[Stored data]
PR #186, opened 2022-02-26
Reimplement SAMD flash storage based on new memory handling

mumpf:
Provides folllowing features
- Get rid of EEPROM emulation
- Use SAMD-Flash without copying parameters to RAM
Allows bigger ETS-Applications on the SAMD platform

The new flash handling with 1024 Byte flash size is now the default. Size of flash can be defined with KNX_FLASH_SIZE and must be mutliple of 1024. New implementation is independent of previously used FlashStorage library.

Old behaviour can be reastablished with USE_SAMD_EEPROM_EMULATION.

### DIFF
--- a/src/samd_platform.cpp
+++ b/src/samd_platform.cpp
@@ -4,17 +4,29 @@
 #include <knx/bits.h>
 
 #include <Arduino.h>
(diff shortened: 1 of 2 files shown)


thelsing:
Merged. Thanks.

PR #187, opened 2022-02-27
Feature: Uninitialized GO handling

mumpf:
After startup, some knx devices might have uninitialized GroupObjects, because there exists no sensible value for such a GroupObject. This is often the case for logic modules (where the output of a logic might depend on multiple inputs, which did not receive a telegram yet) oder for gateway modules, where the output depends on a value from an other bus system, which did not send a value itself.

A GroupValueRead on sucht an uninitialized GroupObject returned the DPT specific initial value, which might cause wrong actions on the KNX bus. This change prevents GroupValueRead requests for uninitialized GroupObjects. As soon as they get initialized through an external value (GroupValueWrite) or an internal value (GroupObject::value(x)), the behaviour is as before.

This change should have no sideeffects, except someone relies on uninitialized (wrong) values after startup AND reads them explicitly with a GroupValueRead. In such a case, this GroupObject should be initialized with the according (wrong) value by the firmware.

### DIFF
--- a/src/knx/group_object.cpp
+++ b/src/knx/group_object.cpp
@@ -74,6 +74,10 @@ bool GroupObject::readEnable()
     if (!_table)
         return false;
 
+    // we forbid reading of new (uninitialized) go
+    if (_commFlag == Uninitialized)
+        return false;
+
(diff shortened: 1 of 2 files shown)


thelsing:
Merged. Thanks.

* * *

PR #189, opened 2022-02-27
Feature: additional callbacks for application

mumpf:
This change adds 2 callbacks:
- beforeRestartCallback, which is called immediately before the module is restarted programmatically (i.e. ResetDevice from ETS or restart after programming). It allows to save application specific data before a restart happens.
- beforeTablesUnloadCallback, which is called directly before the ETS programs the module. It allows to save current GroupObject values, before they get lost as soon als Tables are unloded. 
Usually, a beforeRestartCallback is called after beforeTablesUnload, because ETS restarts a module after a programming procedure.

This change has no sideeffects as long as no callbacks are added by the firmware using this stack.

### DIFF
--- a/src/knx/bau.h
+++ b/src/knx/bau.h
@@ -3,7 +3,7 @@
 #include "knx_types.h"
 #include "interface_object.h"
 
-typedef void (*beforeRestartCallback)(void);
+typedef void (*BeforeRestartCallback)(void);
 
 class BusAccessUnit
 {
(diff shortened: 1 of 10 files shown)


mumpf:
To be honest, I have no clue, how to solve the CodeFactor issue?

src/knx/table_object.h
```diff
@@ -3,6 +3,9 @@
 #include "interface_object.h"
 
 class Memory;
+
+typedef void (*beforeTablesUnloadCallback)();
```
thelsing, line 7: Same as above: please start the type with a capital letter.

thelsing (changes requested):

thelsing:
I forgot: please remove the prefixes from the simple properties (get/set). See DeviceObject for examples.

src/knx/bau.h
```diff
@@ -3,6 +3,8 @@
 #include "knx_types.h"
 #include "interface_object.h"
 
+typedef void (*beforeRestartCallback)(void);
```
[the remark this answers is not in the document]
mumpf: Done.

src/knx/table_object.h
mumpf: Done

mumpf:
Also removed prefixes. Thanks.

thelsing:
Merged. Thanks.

--

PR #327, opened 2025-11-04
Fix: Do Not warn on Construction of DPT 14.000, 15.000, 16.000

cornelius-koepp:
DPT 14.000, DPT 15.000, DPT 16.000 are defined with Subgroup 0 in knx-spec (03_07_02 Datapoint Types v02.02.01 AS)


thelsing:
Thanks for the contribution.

**What is needed**
The entries above hold a line with "Usually, a beforeRestartCallback" and a later line with "To be honest, I". Write out exactly those lines and all lines between, nothing more.

**Response below**
Usually, a beforeRestartCallback is called after beforeTablesUnload, because ETS restarts a module after a programming procedure.

This change has no sideeffects as long as no callbacks are added by the firmware using this stack.

### DIFF
--- a/src/knx/bau.h
+++ b/src/knx/bau.h
@@ -3,7 +3,7 @@
 #include "knx_types.h"
 #include "interface_object.h"
 
-typedef void (*beforeRestartCallback)(void);
+typedef void (*BeforeRestartCallback)(void);
 
 class BusAccessUnit
 {
(diff shortened: 1 of 10 files shown)


mumpf:
To be honest, I have no clue, how to solve the CodeFactor issue?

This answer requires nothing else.